> _TASK GOAL_:
Please transcribe the following records in full, exactly as given.

Collected data
◆ ◆ ◆ ◆

Issue #212, opened 2023-06-27
Implement RPCv03


rianhughes:
release [0.3.0](https://github.com/starkware-libs/starknet-specs/releases/tag/v0.3.0)

- [x] #232
- [x] #274
- [x] #236
- [x] #231
- [x] #227
- [x] #233
- [x] #230
- [x] #235
- [x] #228
- [x] #229
- [x] #234
- [x] #237
- [x] #266
- [x] #270
- [x] #272
- [x] https://github.com/NethermindEth/starknet.go/issues/312
- [x] https://github.com/NethermindEth/starknet.go/issues/314
- [x] https://github.com/NethermindEth/starknet.go/issues/315

cicr99:
Just updated this issue for more details on what needs to be done to achieve this. Feel free to add anything I might be missing

rianhughes:
`method` updates needed for supporting this version:
- [x] `starknet_getStateUpdates` - results needs updated
- [x] `starknet_getClass` - results needs updated  
- [x] `starknet_getClassAt` - results needs updated  
- [x] `starknet_call` - errors needs updated
- [x] `starknet_estimateFee` - parameters, results, and errors need updated
- [x] `starknet_getEvents` - results needs updated

`component` updates needed for supporting this version:
- [x] `EVENT_CHUNK` needs created
- [x] `EVENT_FILTER`  types need updated
- [x] `STATE_UPDATE` types need updated
- [x] `PENDING_STATE_UPDATE` types need created
- [x] `DECLARE_TXN` types need updated, and `DECLARE_TXN_V1` and `DECLARE_TXN_V1` types needs created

◆ ◆ ◆ ◆

> _WRITTEN ANSWER_:
Issue #212, opened 2023-06-27
Implement RPCv03


rianhughes:
release [0.3.0](https://github.com/starkware-libs/starknet-specs/releases/tag/v0.3.0)

- [x] #232
- [x] #274
- [x] #236
- [x] #231
- [x] #227
- [x] #233
- [x] #230
- [x] #235
- [x] #228
- [x] #229
- [x] #234
- [x] #237
- [x] #266
- [x] #270
- [x] #272
- [x] https://github.com/NethermindEth/starknet.go/issues/312
- [x] https://github.com/NethermindEth/starknet.go/issues/314
- [x] https://github.com/NethermindEth/starknet.go/issues/315

cicr99:
Just updated this issue for more details on what needs to be done to achieve this. Feel free to add anything I might be missing

rianhughes:
`method` updates needed for supporting this version:
- [x] `starknet_getStateUpdates` - results needs updated
- [x] `starknet_getClass` - results needs updated  
- [x] `starknet_getClassAt` - results needs updated  
- [x] `starknet_call` - errors needs updated
- [x] `starknet_estimateFee` - parameters, results, and errors need updated
- [x] `starknet_getEvents` - results needs updated

`component` updates needed for supporting this version:
- [x] `EVENT_CHUNK` needs created
- [x] `EVENT_FILTER`  types need updated
- [x] `STATE_UPDATE` types need updated
- [x] `PENDING_STATE_UPDATE` types need created
- [x] `DECLARE_TXN` types need updated, and `DECLARE_TXN_V1` and `DECLARE_TXN_V1` types needs created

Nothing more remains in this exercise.